#### Excerpts from a dataset
..............................
PR #60, opened 2021-11-02
Rewrite resource-quota requirement

simu:
* Remove specific numbers
* Add distinction between `NotTerminating` and `Terminating` pods

## Checklist


ccremer (changes requested):
Without the numbers this requirement will be hard to measure and verify from a PO's perspective.
I do see the problem of maintaining duplicated numbers both here and in the implementation though...
Please link at least the defaults where one can follow up on the numbers (https://github.com/appuio/component-appuio-cloud/blob/master/class/defaults.yml)

tobru (approved):

ccremer (approved):

PR #61, opened 2021-11-03
Correctly specify that we only consider CPU/memory limits for Terminating Pods

simu:
See also https://github.com/appuio/component-appuio-cloud/pull/32

## Checklist


simu:
This matches the setup on APPUiO Public. I didn't label the PR because we already have #60 for the changelog

tobru (approved):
..............................
#### Aim of the exercise
Only the lines from the one containing "Rewrite resource-quota requirement" through the end of the entries above belong in the answer; repeat them exactly.

#### Result for this task
Rewrite resource-quota requirement

simu:
* Remove specific numbers
* Add distinction between `NotTerminating` and `Terminating` pods

## Checklist


ccremer (changes requested):
Without the numbers this requirement will be hard to measure and verify from a PO's perspective.
I do see the problem of maintaining duplicated numbers both here and in the implementation though...
Please link at least the defaults where one can follow up on the numbers (https://github.com/appuio/component-appuio-cloud/blob/master/class/defaults.yml)

tobru (approved):

ccremer (approved):

PR #61, opened 2021-11-03
Correctly specify that we only consider CPU/memory limits for Terminating Pods

simu:
See also https://github.com/appuio/component-appuio-cloud/pull/32

## Checklist


simu:
This matches the setup on APPUiO Public. I didn't label the PR because we already have #60 for the changelog

tobru (approved):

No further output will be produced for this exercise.